Why do chloroplasts and mitochondria contain distinct genetic systems to make a small but constant sub-set of their own proteins? I propose that redox control of gene expression explains the function of the genomes of chloroplasts and mitochondria and their retention, in evolution, as extra-nuclear genetic systems. This hypothesis is named “CoRR” for “Co-location for Redox Regulation”. CoRR states that redox regulation of gene expression repays, on its own, the huge cost of maintaining genetic systems in the chloroplasts and mitochondria of eukaryotic cells. For animal mitochondria, this cost includes ageing and death of the individual. Template mitochondria are rescued and granted immortality by means of maternal inheritance and sex. Redox chemistry is thus a key to understanding both cell evolution and biological energy transduction. In my laboratory, Sujith Puthiyaveetil has found the conserved, ancestral, “bacterial” sensor kinase that couples electron transport to chloroplast gene transcription, and whose existence and properties are predicted by CoRR. Numerous experimental predictions flow from this key discovery.

 

I propose that oxygen-evolving photosynthesis arose from a simple mutation that produced constitutive expression of two sets of reaction centre genes, otherwise expressed at different times and in different places in an anaerobic bacterium. Shared electron carriers then connected the two, newly co-existing photosystems, giving rise to photosystem I and photosystem II and to the first cyanobacterium. The electrical connection allowed indefinitely renewable generation of electrochemical potentials high enough to oxidise water to oxygen. This testable hypothesis provides an insight into the origin of oxygenic photosynthesis - the profound evolutionary and geochemical transition that paved the way for aerobic respiration, eukaryotes, multicellularity, plants and animals, and colonisation of the land.

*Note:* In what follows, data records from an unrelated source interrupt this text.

PR #2807, opened 2023-01-06
Update mayaUsd_layerEditorFileDialogs.mel

santosg87:
this is a simple fix to enable the use of the native file dialog when loading layers on the layer Editor, the original code has an argument forcing use of the maya native browser. this change simply removes the that flag.

I have tested that this works as expected and it doesn't affect any other issues.


seando-adsk (approved):
Changes are okay since this will use the dialog pref from Maya.

seando-adsk:
No need for the preflight since this change contains just a MEL file change that won't be tested by Preflight.

PR #2809, opened 2023-01-10
Ability to put a proxy shape's translation to "sleep"

fabal:
This PR adds the ability to pause an AL proxy shape's translation.
This is a feature we use internally, here at Animal Logic, when users interact with a stage, via an in-house application, and don't want to see the changes dynamically translated, as they can take a while to load and render. Once happy with the stage's configuration, users would then "wake up" (resync) the proxy shape.


nxkb:
@fabal Do you think we might be able to reconcile this "sleepTranslation" with the "pauseUpdates" attribute? I think their intention is very similar. The user story above is pretty exact for why we added pauseUpdates originally (although i think the actual sleep broke in some of the refactors, so maybe we need your new lines). Is there a difference in how you'd want them to act?

fabal:
Thanks for the heads up @nxkb . Just had a chat with the team and it appears no one knew, and every one is a bit taken aback! I'm going to close this PR off for now. The team will look into how to reconcile these 2. If there's any details you can share about the original implementation, "pause updates", particularly about the caveats you alluded to, that would be greatly appreciated.

PR #2817, opened 2023-01-11
MAYA-127095 errors instead of crashes

pierrebai-adsk:
We should strive to reduce the number of scenarios under which Maya crashes. Instead, when possible, we should  report an error to user and abort the operation. MayaUSD has extensive undo/redo capabilities now and code is able to undo partially done operations. Given this, errors should be reported and propagated back.

The macros TF_AXIOM and TF_FATAL_ERROR cause crashes when their conditions are not met, even in release builds. Remove TF_AXIOM and TF_FATAL_ERROR, replacing them with:
- TF_WARN when the situation was not an error but an unusual situation.
- TF_VERIFY when it still warrant an error message to the user, for example during error handling.
- Simple if/else, with an error return value when not a hard error.
- Simple if when the condition was trivial, like an empty node when iterating over USD nodes.
- In a few cases, TF_DEV_AXIOM when the condition was really strictly enforced by a class constructor.
- Entirely removed, when the code was already dealing with the error.
- C++ exception when the error needs to propagate to caller, in particular in constructors.

### DIFF
--- a/lib/mayaUsd/fileio/primUpdaterManager.cpp
+++ b/lib/mayaUsd/fileio/primUpdaterManager.cpp
@@ -238,7 +238,7 @@ bool allowTopologyModifications(MDagPath& root)
 // prim as the root of the USD hierarchy to be pulled.  The UFE path and
 // the prim refer to the same object: the prim is passed in as an
 // optimization to avoid an additional call to ufePathToPrim().
-using PullImportPaths = std::pair<std::vector<MDagPath>, std::vector<Ufe::Path>>;
+using PullImportPaths = std::vector<std::pair<MDagPath, Ufe::Path>>;
 PullImportPaths pullImport(
     const Ufe::Path&                 ufePulledPath,
     const UsdPrim&                   pulledPrim,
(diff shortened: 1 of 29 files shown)


lib/mayaUsd/fileio/primUpdaterManager.cpp
```diff
@@ -238,7 +238,7 @@ bool allowTopologyModifications(MDagPath& root)
 // prim as the root of the USD hierarchy to be pulled.  The UFE path and
 // the prim refer to the same object: the prim is passed in as an
 // optimization to avoid an additional call to ufePathToPrim().
-using PullImportPaths = std::pair<std::vector<MDagPath>, std::vector<Ufe::Path>>;
+using PullImportPaths = std::vector<std::pair<MDagPath, Ufe::Path>>;
 PullImportPaths pullImport(
```
pierrebai-adsk, line 242: By changing from pair of vectors to vector of pair, we avoid all problems where the pair count do not match.

vlasovi (dismissed):
Looks good

Eiken:
Loving this initiative. I would call this our main problem with USD in Maya and it makes a lot of artists sad when it just crashes the whole scene because you looked at it wrong or tries to read something that is not supported yet.

pierrebai-adsk:
Rebasing on latest dev branch. Will repoen a new PR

Fertilization of an egg by a sperm, like all life processes, requires energy, which is provided in the form of ATP. ATP is made in mitochondria. However, there is a price to pay – mitochondria also contain DNA, which becomes progressively degraded by the chemistry required for ATP synthesis. We show that egg mitochondria are radically different from all others by being in a state of suspended animation – unable to use the information in their DNA to make the protein machinery of respiration. Sperm mitochondria wear out and are discarded when their job is done. But, in their germ-lines, females carry mitochondria that never grow old.

In photosynthesis, the redox state of the electron carrier plastoquinone controls phosphorylation of proteins of the chloroplast light-harvesting pigment-protein complex, LHC II. This control explains the phenomenon of “state 1-state 2 transitions” in plants and algae. Our results that first suggested this hypothesis have been corroborated in many laboratories and experimental systems. Light-harvesting function of chloroplast chlorophyll-proteins is universally regulated to restore redox poise within the photosynthetic electron transport chain. A major goal is an atomic-resolution structural description of the effects of phosphorylation of LHC II on its interactions with chloroplast photosystem I and photosystem II.